• Exercise:
Of the lines below, copy those that hold the word "byroot".

• Data excerpts:
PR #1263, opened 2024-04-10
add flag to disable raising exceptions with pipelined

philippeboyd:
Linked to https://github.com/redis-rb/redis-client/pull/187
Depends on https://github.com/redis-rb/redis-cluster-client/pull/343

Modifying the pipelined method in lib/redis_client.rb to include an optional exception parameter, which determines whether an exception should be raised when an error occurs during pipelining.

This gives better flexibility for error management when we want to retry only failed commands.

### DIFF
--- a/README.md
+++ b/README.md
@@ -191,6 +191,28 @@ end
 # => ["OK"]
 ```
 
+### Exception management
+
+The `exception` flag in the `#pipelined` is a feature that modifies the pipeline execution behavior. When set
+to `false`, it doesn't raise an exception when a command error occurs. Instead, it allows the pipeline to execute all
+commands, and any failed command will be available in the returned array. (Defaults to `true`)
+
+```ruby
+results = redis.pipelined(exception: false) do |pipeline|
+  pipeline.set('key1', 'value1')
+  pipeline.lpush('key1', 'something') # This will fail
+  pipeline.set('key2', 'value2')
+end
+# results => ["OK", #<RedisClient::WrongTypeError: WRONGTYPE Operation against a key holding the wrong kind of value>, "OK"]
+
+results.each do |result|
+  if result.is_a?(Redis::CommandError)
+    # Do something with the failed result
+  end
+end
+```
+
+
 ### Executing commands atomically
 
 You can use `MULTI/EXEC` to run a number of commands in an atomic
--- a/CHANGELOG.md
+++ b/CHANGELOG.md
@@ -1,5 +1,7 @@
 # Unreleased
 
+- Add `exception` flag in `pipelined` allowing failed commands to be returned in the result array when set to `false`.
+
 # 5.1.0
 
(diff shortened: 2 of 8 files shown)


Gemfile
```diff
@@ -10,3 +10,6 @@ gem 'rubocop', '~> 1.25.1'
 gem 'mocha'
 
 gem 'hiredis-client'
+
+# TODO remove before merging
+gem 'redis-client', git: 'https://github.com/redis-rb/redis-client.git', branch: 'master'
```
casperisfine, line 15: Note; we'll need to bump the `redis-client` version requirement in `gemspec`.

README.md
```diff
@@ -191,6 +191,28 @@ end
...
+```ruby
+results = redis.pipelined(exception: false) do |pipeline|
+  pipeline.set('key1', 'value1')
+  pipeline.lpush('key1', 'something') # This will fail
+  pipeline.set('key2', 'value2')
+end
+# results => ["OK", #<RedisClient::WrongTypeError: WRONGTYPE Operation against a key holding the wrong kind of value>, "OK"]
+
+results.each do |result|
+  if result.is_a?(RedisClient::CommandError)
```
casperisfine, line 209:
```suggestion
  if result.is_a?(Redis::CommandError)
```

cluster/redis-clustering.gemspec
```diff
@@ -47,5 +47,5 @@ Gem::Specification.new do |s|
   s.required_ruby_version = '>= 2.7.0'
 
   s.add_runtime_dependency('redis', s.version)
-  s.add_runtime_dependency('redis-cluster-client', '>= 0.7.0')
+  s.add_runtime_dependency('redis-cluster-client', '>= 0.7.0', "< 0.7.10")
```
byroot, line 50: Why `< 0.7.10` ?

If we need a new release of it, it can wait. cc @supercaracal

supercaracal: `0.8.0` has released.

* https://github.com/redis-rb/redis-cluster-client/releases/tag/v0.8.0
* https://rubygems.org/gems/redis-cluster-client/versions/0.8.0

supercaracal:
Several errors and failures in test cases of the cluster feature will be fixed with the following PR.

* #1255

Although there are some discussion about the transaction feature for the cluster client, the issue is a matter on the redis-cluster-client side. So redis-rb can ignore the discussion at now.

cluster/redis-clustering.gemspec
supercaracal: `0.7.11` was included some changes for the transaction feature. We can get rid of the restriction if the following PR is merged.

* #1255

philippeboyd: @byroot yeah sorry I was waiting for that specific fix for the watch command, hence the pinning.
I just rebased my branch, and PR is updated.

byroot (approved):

---

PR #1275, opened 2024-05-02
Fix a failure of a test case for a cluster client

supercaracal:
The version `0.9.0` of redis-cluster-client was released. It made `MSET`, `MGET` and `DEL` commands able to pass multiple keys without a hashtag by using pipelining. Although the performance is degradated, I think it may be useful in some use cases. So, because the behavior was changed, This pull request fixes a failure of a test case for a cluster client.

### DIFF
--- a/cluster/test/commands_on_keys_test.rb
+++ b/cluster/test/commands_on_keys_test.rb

• Answer to this problem:
byroot, line 50: Why `< 0.7.10` ?
philippeboyd: @byroot yeah sorry I was waiting for that specific fix for the watch command, hence the pinning.
byroot (approved):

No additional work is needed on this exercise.